__AIM OF THE TASK__:
Somewhere below, one line contains "nathanrussell-moj-digital: IE. like" and a later line contains "Screenshot 2024-06-14 at 08 49 43". Output those two lines and everything between them exactly, and nothing else.
*** Opening of GIVEN RECORDS ***
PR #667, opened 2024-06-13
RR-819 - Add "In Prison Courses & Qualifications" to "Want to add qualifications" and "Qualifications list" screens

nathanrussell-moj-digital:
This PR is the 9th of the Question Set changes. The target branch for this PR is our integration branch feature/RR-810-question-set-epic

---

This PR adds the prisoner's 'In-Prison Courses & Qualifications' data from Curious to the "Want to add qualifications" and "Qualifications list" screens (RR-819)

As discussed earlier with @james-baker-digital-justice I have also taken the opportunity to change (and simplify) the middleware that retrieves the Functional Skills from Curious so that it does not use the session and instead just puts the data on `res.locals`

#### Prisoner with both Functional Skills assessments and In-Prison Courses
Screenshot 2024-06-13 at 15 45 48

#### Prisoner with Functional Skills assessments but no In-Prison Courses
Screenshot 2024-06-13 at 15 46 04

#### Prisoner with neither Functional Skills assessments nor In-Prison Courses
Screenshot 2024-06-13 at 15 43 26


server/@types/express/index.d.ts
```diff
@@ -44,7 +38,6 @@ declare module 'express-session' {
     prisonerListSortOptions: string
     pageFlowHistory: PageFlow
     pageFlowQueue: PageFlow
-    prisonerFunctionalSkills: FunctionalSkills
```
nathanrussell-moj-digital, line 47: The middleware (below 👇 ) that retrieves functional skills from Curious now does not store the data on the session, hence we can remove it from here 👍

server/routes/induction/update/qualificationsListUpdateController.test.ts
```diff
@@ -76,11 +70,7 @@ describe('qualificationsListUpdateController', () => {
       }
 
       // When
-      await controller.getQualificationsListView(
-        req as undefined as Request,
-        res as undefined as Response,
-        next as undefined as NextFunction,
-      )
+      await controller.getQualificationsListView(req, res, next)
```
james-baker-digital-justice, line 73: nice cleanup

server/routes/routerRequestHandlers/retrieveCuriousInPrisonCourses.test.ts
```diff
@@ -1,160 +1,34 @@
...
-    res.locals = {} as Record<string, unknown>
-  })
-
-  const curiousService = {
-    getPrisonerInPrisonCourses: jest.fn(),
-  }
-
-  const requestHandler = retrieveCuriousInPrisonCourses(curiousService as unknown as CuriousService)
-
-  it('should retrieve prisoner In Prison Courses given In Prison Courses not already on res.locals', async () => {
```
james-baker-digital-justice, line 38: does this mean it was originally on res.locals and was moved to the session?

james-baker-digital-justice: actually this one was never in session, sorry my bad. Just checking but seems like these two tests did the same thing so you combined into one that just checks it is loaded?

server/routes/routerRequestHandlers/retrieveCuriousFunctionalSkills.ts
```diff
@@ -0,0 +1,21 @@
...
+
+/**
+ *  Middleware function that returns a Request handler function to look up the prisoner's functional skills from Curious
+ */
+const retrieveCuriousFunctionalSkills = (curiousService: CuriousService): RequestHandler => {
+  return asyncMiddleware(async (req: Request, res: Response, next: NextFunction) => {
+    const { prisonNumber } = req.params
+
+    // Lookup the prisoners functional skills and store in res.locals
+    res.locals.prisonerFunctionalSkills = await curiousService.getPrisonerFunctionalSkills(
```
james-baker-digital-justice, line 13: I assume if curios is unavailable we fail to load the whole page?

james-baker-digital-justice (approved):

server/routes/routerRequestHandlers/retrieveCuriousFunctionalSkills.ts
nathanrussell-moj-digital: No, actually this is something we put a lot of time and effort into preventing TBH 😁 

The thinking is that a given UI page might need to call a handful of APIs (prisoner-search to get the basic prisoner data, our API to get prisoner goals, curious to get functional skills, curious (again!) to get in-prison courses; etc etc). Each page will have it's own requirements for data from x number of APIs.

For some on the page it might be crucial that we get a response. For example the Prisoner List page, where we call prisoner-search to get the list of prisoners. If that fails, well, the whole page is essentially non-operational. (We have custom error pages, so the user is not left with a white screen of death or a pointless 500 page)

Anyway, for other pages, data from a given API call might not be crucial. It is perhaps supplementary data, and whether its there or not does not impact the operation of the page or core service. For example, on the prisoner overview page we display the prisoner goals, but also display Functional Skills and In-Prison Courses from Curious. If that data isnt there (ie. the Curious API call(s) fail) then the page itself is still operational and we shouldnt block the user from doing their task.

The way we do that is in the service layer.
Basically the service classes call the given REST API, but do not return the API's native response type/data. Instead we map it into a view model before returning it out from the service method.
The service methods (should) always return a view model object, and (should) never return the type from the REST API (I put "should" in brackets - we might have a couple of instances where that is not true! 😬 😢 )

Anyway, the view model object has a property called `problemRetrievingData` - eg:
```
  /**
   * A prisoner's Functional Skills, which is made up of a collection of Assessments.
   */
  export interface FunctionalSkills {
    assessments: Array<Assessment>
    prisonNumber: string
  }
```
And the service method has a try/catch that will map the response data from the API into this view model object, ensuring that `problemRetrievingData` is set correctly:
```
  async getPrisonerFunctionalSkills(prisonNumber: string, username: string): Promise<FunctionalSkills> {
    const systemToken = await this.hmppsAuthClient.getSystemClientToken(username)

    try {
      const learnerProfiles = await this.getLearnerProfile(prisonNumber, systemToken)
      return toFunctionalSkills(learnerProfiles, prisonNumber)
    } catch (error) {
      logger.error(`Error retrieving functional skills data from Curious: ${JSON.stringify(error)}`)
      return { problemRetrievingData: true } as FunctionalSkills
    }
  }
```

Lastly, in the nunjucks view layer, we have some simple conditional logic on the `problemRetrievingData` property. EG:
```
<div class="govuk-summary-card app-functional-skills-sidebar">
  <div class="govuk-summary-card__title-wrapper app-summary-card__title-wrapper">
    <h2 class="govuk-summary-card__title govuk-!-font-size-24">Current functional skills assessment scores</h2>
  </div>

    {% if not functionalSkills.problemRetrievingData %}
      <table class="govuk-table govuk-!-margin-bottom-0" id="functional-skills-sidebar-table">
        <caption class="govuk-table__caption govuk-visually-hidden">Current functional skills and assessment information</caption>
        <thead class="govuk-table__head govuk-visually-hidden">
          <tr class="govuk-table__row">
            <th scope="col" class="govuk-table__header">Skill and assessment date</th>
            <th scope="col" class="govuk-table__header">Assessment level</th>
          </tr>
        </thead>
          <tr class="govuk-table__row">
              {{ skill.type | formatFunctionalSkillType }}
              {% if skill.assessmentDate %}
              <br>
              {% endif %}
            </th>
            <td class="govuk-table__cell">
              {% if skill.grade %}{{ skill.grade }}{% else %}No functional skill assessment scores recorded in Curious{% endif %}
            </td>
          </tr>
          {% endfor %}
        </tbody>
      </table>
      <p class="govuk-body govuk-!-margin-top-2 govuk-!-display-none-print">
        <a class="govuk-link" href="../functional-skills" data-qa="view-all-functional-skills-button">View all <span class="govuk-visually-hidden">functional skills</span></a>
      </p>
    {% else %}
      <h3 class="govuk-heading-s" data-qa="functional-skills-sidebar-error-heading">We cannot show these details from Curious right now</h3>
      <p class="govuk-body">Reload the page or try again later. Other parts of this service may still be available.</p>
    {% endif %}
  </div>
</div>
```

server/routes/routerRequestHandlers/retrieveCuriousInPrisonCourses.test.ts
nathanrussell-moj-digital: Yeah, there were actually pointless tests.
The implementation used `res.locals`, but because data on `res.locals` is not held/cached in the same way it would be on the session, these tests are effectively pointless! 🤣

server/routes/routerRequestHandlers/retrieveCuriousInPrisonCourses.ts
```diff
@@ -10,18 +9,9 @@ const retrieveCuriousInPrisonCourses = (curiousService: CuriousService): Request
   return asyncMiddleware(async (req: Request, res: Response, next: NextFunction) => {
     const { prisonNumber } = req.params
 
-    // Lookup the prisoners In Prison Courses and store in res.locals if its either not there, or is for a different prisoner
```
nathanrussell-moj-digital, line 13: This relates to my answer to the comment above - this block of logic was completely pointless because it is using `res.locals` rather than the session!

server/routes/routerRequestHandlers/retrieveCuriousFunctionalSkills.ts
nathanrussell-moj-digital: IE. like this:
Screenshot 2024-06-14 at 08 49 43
*** Close of GIVEN RECORDS ***
*** Opening of GIVEN RECORDS ***
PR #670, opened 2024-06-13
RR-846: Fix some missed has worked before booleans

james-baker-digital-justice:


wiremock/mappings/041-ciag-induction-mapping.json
*** Close of GIVEN RECORDS ***
__WRITTEN RESPONSE__:
nathanrussell-moj-digital: IE. like this:
Screenshot 2024-06-14 at 08 49 43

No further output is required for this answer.